Quando se mudou para Jaraguá do Sul, em 1992, Dalvino Coelho tinha em mente que queria abrir o próprio negócio. Mas antes disso tinha outra promessa para cumprir: comprar um Fusquinha. Na época, trabalhava no setor de contabilidade da Duas Rodas e conseguiu adquirir o carro no ano seguinte.

Dalvino então resolveu visitar a cidade natal, Ituporanga, no Alto Vale do Itajaí. Mas na época e ele ainda usava óculos e tinha dificuldades em dirigir à noite. Então convidou o amigo Dírio Moresco, que também morava na saudosa pensão da dona Laura, para que ele dirigisse.

No caminho de ida, na chamada Ponte do Diamante em Indaial, eles perderam o controle do carro e capotaram. Perda total. Sem seguro, restou a Dalvino vender o que sobrou para o ferro velho. E ele investiu todo esse dinheiro em cartuchos de Super Nintendo.

"Do tempo que o Dalvino jogava videogame"

“Do tempo que eu jogava videogame”

O mais engraçado nessa história toda é que Dalvino nunca foi um fã dos games. No máximo, tinha jogado o já saudoso Odyssey por algumas vezes. E resolveu investir nisso.

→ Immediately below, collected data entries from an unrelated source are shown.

PR #2933, opened 2018-12-08
Merge v2.083.1

kinke:


kinke:
[LLVM v7.0.1 is to be released these days, so I'll wait a bit anyway.]

thewilsonator:
Its still marked WIP, is it good to go?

– Até hoje não jogo. Tem muita gente que vem me pedir dicas, não consegue passar de fase. Mas eu não sei como ajudar – conta Dalvino.

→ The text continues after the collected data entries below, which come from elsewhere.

PR #2938, opened 2018-12-13
Always use PIC on FreeBSD, just like on Linux

myfreeweb:
This fixes errors like

```
[…]
/usr/bin/ld: error: can't create dynamic relocation R_AARCH64_ADR_PREL_PG_HI21 against symbol: _D4core5cpuid6_ssse3yb in reado
nly segment; recompile object files with -fPIC                                                                               
>>> defined in runtime/objects-shared/core/cpuid.o
>>> referenced by cpuid.d                                                                                                    
>>>               runtime/objects-shared/core/cpuid.o:(_D4core5cpuid5ssse3FNaNbNdNiNeZb)                                     

/usr/bin/ld: error: can't create dynamic relocation R_AARCH64_LDST8_ABS_LO12_NC against symbol: _D4core5cpuid6_ssse3yb in read
only segment; recompile object files with -fPIC
>>> defined in runtime/objects-shared/core/cpuid.o
>>> referenced by cpuid.d
>>>               runtime/objects-shared/core/cpuid.o:(_D4core5cpuid5ssse3FNaNbNdNiNeZb)                                     
                                                                                                                             
/usr/bin/ld: error: can't create dynamic relocation R_AARCH64_ADR_PREL_PG_HI21 against symbol: _D4core5cpuid6_sse41yb in reado
nly segment; recompile object files with -fPIC                                                                               
>>> defined in runtime/objects-shared/core/cpuid.o                                                                           
>>> referenced by cpuid.d
>>>               runtime/objects-shared/core/cpuid.o:(_D4core5cpuid5sse41FNaNbNdNiNeZb)                                     

/usr/bin/ld: error: can't create dynamic relocation R_AARCH64_LDST8_ABS_LO12_NC against symbol: _D4core5cpuid6_sse41yb in read
only segment; recompile object files with -fPIC
>>> defined in runtime/objects-shared/core/cpuid.o
>>> referenced by cpuid.d
>>>               runtime/objects-shared/core/cpuid.o:(_D4core5cpuid5sse41FNaNbNdNiNeZb)
```

and allows ASLR on [HardenedBSD](https://hardenedbsd.org) (/ "coming soon" ASR on upstream FreeBSD) to do its thing

### DIFF
--- a/driver/targetmachine.cpp
+++ b/driver/targetmachine.cpp
@@ -423,6 +423,10 @@ createTargetMachine(const std::string targetTriple, const std::string arch,
       // these OSes.
       // On Android, PIC is default as well.
       relocModel = llvm::Reloc::PIC_;
+    } else if (triple.isOSFreeBSD()) {
+      // We default to PIC code to avoid linking issues on FreeBSD, especially
+      // on aarch64.
+      relocModel = llvm::Reloc::PIC_;
     } else {
       // ARM for other than Darwin or Android defaults to static
       switch (triple.getArch()) {


kinke:
This shouldn't happen when linking shared druntime. The D modules are/should be explicitly compiled with `-relocation-model=pic`: https://github.com/ldc-developers/ldc/blob/master/runtime/CMakeLists.txt#L596

myfreeweb:
This was coming from the [variants macro](https://github.com/ldc-developers/ldc/blob/master/runtime/CMakeLists.txt#L610) I think. (But adding `-relocation-model=pic` there resulted in complaining about this option used two times.)

myfreeweb:
hm. I actually ended up with these after screwing with the CMake files. The original errors are in curl

```
/usr/bin/ld: error: can't create dynamic relocation R_AARCH64_ADD_ABS_LO12_NC against symbol: _D6object__T7destroyTS3std3net4curl4SMTP4ImplZQBiFKQBeZ9__lambda3MFNaNbNiNeZv in readonly segment; recompile object files with -fPIC                         
>>> defined in runtime/objects-debug/etc/c/curl.o
>>> referenced by object.d:530 (/home/greg/src/github.com/ldc-developers/ldc/runtime/druntime/src/object.d:530)              
>>>               runtime/objects-debug/etc/c/curl.o:(_D6object__T7destroyTS3std3net4curl4SMTP4ImplZQBiFKQBeZv)
```

kinke:
This is Phobos now, which should be compiled once as PIC too [without `BUILD_SHARED_LIBS=OFF`; added in `build_runtime_variant()` too]. What's the library failing to link?

kinke:
Argh... `list(APPEND ${phobos2_d_flags} ...)` in line 566 should most likely be `list(APPEND phobos2_d_flags ...)`.

kinke:
Thx for checking. So is defaulting to PIC for FreeBSD safe/needed already, or would that fix suffice for the moment?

A parceria com o hoje sócio Dírio foi como uma compensação pelo fato de o amigo ter capotado o fusca.

– Na época eu disse pra ele que já que ele estava junto comigo, ele tinha que me ajudar, já que eu não tinha como pagar funcionário. Se o negócio desse certo, então a gente ficaria sócio.

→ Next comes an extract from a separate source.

Issue #2932, opened 2018-12-08
LDC segmentation fault


yshui:
Unintentionally caused a ldc crash: https://d.godbolt.org/z/cLZ3QH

Dalvino no comando do balcão. Foto: Julimar Pivatto

Dalvino no comando do balcão. Foto: Julimar Pivatto

E assim começou. Em uma sala de 28 m2 na Galeria Piccoli, ele montou um espaço para alugar cartuchos de videogame e com duas TVs pra galera jogar. Durante dois anos, Dalvino se dividiu entre a loja e a Duas Rodas. Dírio fez isso por mais de três anos, entre a Brazfox e a Marisol, onde era analista.

O negócio deu certo e Dírio também assumiu como sócio. A lojinha ficou pequena e eles resolveram se mudar para onde estão até hoje, na Rua Guilherme Weege. O ponto foi comprado depois de cinco anos de aluguel.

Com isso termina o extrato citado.